UPCI doctrine denies Trinitarianism, period.


----------



## Bill The Baptist (Dec 2, 2015)

Yeah I guess Jesus didn't know what he was talking about in Matthew 28. Oh wait, the Scriptures were corrupted by Constantine (or whomever). Nothing like building your theology on self-defeating philosophies.


----------



## Pilgrim (Dec 3, 2015)

Parakaleo said:


> Saw this when driving to my office today.
> 
> View attachment 4354
> 
> ...



Along with others who have moved to my home state of Louisiana, I see you've been confronted with Oneness Pentecostals, which I gather are rather rare in many parts of the country. (They seem plentiful enough up here in Arkansas.) In most parts of Louisiana, if you say "Pentecostal" UPC comes to mind rather than more orthodox Trinitarian Pentecostal denominations such as the Assemblies of God. 

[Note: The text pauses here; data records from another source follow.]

PR #3762, opened 2026-01-05
[ENHANCEMENT] `plugin test-schemas`: match migration output against model

### LINKED ISSUE #3478: `plugin test-schemas`: match migration output against model
### Proposal

Currently, for the migration tests ran by `percli plugin test-schemas`, the logic checks if the actual output matches the expected output. However it doesn't check neither if actual nor expected are valid model-wise, which can lead to missing errors/typos..

Concretely the change would just consist in running model validation against the `expected.json` of each migration test.

AntoineThebaud:
# Description

Closes #3478.

This is how the output looks like - fyi the issue reported is actually a real one we have to fix following this change 😅:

Although some in those circles tend to downplay some of their more legalistic teachings and practices that were hallmarks of theirs a generation ago, the statement on the sign is one of the distinctives of Oneness Pentecostalism, which is also found in various "Apostolic" and "Jesus Name" organizations. Nowadays you can probably find people in the UPC who would disagree with the idea that one MUST be baptized in the name of Jesus (and Jesus only) to be saved, but I've found that older people tend to be more blunt in asserting that you have to be baptized in accordance with their doctrine (among other things) if you want to go to heaven. 

About 15 years ago, an old man who belonged to a prominent Oneness congregation accosted me in a parking lot and went on and on about how everybody else had baptism wrong. He ended up showing me a piece of paper that appeared to give directions on how to speak in tongues. 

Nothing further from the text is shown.